[Collected data entries]
========================================================================
PR #293, opened 2016-04-15
Log which tracer we're loading, replace util-codec Base64

stevej:
Apache's Base64 codec was the top allocator of byte[] based on profiling from load tests as the buffer size was wrong for our use case. Because it's not overridable, I replaced our use of it with the Java 8-only Base64. If we're not ok with asking users for Java 8, then we shouldn't merge this.


gtcampbell:
:star: I believe we already require JDK8, although others can correct me if I'm mistaken.

rmars:
:star: we do advise java 8 in our instructions (https://linkerd.io/doc/getting-started/index.html)

stevej:
Java 8 required! MERGING

PR #298, opened 2016-04-16
Remove sources copied from finagle

olix0r:
We had copied two files from finagle because they were inaccessible.  These
files have since been marked `private[finagle]`, so we can now use the original
implementations from com.twitter.finagle.buoyant.


gtcampbell:
:+1: :raised_hands:

adleong:
:star: 🎸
========================================================================
**What to produce**
Retype word for word the line above with "We had copied" and all lines after it, nothing else.

**Written response**
We had copied two files from finagle because they were inaccessible.  These
files have since been marked `private[finagle]`, so we can now use the original
implementations from com.twitter.finagle.buoyant.


gtcampbell:
:+1: :raised_hands:

adleong:
:star: 🎸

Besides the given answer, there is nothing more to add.